En un tiempo en que parece que no podemos vivir sin informática, no es malo recordar la corta vida de los materiales que la sostienen, incluyendo los soportes de memoria física. Nadie puede hacer nada con un disco flexible de 8”. ¿Servirá para algo un “pendrive” dentro de diez años? ¿y un DVD? Pero también la propia forma de entenderse con los ordenadores es olvidadiza. No son lejanos los años en que se impartían cursos de Fortran IV o en los que se anunciaban academias prestas a enseñar el “lenguaje del futuro”, el Basic. Lo más novedoso y aparentemente universal, el lenguaje de ordenador, y las aplicaciones que permite, parecen lo lo más efímero. 
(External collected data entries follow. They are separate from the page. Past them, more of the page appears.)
PR #5366, opened 2018-12-02
bottle: Skip matches to files in build deps

sjackman:
Files in build dependencies are not required at run time.

-----

This PR addresses the issue that `topgrade` is detected as being non-relocatable on macOS, when it ought to be `cellar :any_skip_relocation`.
For details see https://github.com/Homebrew/brew/pull/5365#issuecomment-443525087
cc @iMichka

### DIFF
--- a/Library/Homebrew/dev-cmd/bottle.rb
+++ b/Library/Homebrew/dev-cmd/bottle.rb
@@ -134,7 +134,7 @@ module Homebrew
     end
   end
 
-  def keg_contain?(string, keg, ignores)
+  def keg_contain?(string, keg, ignores, formula_and_runtime_deps_names = nil)
     @put_string_exists_header, @put_filenames = nil
 
     print_filename = lambda do |str, filename|
@@ -177,6 +177,19 @@ module Homebrew
 
           offset, match = str.split(" ", 2)
           next if linked_libraries.include? match # Don't bother reporting a string if it was found by otool
+
+          # Do not report matches to files that do not exist.
+          next unless File.exist? match
+
+          # Do not report matches to build dependencies.
+          if formula_and_runtime_deps_names.present?
+            begin
+              keg_name = Keg.for(Pathname.new(match)).name
+              next unless formula_and_runtime_deps_names.include? keg_name
+            rescue NotAKegError
+              nil
+            end
+          end
 
           result = true
           text_matches << [match, offset]
@@ -272,6 +285,7 @@ module Homebrew
 
     ohai "Bottling #{filename}..."
 
+    formula_and_runtime_deps_names = [f.name] + f.runtime_dependencies.map(&:name)
     keg = Keg.new(f.prefix)
     relocatable = false
     skip_relocation = false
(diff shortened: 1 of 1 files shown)


Library/Homebrew/dev-cmd/bottle.rb
```diff
@@ -178,6 +178,18 @@ def keg_contain?(string, keg, ignores)
           offset, match = str.split(" ", 2)
           next if linked_libraries.include? match # Don't bother reporting a string if it was found by otool
 
+          # Do not report matches to directories that do not exist.
```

La intensa globalización facilitada por los sistemas de comunicación digitales es lesiva para la diversidad de lenguas, al favorecer la existencia de una lingua franca deteriorada a su vez, con un vocabulario muy restringido y una ortografía cada vez más ignorada. En España hemos asistido incluso a políticas activas en la destrucción de lenguas propias sin que ello lograra el supuesto beneficio de que nuestros jóvenes se expresen mejor en inglés. Más que hacia una lingua franca caminamos hacia una pobre neolengua infantiloide. Sabido es que cuantas mayores posibilidades de comunicación existen, menos comunicación real se da, lo que sugiere que un avance técnico como el que suponen los “smartphones” pudiera ser, en realidad, el peor ataque a lo que nos hace humanos: ser hablantes.
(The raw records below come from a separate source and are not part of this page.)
PR #5367, opened 2018-12-02
Add shims/super/gcc-8 and shims/super/g++-8

sjackman:

-----

These shims are conspicuously missing.


sjackman:
This missing `gcc-8` shim caused Superenv not to be used.
No superenv meant no `refurbish_args` to remove `cc -g`, which meant debugging symbols remained.
Debugging symbols caused the bottles of anything built with `gcc-8` to be detected as non-relocatable, when some may be `cellar :any`.

sjackman:
Note that `refurbish_args` is only used by default with the `make` build system. Formulae built with build systems other than `make` may still have debugging symbols, and may be incorrectly detected as not being relocatable.

sjackman:
Note that `shims/linux/super/gcc-8` from abac6dfaf8409695c367eef4c4722780c47362c5 `Add shims/linux/super`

Si la tecnología sostiene un empobrecimiento cultural masivo, las políticas educativas inspiradas por el plan Bolonia parecen facilitarlo, haciendo del lenguaje (incluso del matemático) mera herramienta de servidumbre tecno-científica. Por ello, frente a la deshumanización cientificista se hace preciso recuperar el valor real de la ciencia misma, que sólo puede darse en un contexto humanístico. No es descartable que la buena ciencia (no la mera obsesión febril por publicar en revistas científicas) sólo pueda construirse si se retorna a los clásicos y se prioriza en la enseñanza básica y secundaria el estudio de las llamadas lenguas muertas, que nunca lo han estado propiamente.